[Opening Source material section]

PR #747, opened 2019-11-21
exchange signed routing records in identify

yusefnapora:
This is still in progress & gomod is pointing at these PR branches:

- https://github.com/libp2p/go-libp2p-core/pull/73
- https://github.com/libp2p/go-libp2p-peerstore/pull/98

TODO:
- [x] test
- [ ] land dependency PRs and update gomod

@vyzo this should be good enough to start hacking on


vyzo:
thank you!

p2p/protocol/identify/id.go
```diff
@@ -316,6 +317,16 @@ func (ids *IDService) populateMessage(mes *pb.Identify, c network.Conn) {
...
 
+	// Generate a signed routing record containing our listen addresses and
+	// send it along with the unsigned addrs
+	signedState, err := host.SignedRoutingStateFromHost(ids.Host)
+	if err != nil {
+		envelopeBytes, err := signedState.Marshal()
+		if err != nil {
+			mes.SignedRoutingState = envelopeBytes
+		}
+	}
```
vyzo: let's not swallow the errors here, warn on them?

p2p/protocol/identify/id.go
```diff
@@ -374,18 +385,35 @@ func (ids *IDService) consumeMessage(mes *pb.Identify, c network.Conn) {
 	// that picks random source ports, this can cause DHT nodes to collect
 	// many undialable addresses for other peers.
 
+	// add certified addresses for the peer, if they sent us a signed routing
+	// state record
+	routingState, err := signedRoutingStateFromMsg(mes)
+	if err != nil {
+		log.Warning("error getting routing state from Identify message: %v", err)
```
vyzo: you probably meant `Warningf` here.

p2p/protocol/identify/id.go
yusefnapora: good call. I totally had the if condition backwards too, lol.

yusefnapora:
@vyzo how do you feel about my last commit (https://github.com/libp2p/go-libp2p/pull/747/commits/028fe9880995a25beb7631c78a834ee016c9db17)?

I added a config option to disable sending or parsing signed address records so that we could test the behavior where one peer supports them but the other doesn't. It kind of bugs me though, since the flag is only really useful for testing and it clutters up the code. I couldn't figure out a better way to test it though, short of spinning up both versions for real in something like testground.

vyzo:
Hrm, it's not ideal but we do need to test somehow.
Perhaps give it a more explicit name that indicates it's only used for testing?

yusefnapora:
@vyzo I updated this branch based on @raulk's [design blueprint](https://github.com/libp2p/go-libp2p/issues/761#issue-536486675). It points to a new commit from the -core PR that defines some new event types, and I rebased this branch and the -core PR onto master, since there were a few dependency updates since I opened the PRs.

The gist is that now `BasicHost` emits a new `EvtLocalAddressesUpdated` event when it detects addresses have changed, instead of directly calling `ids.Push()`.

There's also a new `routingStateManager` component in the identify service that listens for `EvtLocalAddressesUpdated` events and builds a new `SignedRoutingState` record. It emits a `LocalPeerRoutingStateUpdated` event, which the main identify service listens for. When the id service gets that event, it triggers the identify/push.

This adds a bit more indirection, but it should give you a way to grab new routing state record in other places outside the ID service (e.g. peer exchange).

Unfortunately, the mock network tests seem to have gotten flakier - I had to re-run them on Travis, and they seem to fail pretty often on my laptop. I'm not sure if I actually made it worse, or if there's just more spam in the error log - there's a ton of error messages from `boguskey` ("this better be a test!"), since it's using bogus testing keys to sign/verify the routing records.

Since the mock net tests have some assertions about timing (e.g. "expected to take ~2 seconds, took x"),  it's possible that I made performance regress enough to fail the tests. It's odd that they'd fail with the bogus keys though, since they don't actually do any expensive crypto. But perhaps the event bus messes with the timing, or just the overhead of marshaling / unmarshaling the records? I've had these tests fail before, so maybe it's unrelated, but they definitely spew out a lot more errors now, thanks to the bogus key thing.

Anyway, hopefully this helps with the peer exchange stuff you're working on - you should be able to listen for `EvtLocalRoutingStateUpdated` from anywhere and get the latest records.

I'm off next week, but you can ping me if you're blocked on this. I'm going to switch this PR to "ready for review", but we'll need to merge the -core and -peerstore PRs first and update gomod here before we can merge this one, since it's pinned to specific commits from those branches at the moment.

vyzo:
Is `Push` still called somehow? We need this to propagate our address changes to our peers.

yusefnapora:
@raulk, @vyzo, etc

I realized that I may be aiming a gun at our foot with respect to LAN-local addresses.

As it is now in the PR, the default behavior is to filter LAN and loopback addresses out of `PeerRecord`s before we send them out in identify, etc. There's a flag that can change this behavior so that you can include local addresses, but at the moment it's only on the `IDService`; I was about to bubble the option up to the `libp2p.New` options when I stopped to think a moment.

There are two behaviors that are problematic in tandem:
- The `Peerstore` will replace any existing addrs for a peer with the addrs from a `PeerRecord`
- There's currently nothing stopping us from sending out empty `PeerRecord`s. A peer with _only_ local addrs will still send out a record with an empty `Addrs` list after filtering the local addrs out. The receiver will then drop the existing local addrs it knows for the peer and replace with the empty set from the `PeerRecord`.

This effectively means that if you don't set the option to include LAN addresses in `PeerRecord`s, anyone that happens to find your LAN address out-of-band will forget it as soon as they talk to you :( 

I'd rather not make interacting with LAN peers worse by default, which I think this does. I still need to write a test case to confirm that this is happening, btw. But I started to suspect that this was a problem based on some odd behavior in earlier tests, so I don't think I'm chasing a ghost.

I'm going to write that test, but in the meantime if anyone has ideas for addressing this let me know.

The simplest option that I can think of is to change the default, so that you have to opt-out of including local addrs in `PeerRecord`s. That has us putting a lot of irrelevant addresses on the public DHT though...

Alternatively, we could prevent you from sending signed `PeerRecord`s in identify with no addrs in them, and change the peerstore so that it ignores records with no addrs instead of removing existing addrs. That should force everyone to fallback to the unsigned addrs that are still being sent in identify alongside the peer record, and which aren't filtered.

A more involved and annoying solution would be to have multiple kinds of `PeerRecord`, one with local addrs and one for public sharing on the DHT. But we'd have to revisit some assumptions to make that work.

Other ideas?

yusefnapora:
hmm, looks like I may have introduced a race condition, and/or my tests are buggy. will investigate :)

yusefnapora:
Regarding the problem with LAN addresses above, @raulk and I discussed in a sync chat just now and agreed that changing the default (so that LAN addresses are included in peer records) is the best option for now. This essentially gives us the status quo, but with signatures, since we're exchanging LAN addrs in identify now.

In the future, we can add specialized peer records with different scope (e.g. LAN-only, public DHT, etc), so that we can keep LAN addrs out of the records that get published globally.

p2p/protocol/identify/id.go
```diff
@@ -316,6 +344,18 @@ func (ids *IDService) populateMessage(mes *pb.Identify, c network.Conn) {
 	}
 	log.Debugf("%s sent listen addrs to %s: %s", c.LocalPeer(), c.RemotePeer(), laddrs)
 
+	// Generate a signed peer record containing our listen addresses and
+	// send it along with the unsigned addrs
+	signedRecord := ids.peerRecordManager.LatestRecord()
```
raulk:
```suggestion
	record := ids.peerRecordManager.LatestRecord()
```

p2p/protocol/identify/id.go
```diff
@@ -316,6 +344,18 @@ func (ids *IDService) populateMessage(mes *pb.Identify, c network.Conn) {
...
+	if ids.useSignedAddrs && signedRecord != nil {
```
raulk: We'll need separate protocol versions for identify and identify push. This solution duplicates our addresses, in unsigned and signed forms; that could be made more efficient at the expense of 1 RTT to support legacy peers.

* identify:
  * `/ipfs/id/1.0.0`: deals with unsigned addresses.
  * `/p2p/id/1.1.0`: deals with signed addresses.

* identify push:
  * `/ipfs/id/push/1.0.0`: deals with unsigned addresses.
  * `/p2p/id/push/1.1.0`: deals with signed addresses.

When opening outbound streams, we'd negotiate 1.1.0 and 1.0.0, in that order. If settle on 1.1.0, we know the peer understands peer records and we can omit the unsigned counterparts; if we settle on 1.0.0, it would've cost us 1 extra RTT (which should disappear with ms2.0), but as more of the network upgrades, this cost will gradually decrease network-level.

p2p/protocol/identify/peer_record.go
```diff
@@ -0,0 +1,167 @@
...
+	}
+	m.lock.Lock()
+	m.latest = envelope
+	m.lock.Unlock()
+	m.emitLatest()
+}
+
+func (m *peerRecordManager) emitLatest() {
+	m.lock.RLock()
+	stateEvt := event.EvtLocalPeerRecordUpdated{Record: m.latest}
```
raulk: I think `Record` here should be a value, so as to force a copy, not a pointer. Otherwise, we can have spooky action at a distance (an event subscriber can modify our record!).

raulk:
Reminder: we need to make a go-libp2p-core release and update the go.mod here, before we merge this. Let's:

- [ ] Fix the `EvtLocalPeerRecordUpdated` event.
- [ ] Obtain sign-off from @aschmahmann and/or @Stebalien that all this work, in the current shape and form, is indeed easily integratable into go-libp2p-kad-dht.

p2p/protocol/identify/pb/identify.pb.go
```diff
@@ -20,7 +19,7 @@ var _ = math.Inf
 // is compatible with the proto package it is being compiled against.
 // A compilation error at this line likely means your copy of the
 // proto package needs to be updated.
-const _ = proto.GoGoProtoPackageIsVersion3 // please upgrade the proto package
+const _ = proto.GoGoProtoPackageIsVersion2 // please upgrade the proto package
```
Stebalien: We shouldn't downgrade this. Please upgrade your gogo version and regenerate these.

[Closing Source material section]

■ Task prompt: Return exactly the lines from the line holding "- [ ] Obtain" to the last line of the data, with both of those lines included and nothing added.

■ Written solution:
- [ ] Obtain sign-off from @aschmahmann and/or @Stebalien that all this work, in the current shape and form, is indeed easily integratable into go-libp2p-kad-dht.

p2p/protocol/identify/pb/identify.pb.go
```diff
@@ -20,7 +19,7 @@ var _ = math.Inf
 // is compatible with the proto package it is being compiled against.
 // A compilation error at this line likely means your copy of the
 // proto package needs to be updated.
-const _ = proto.GoGoProtoPackageIsVersion3 // please upgrade the proto package
+const _ = proto.GoGoProtoPackageIsVersion2 // please upgrade the proto package
```
Stebalien: We shouldn't downgrade this. Please upgrade your gogo version and regenerate these.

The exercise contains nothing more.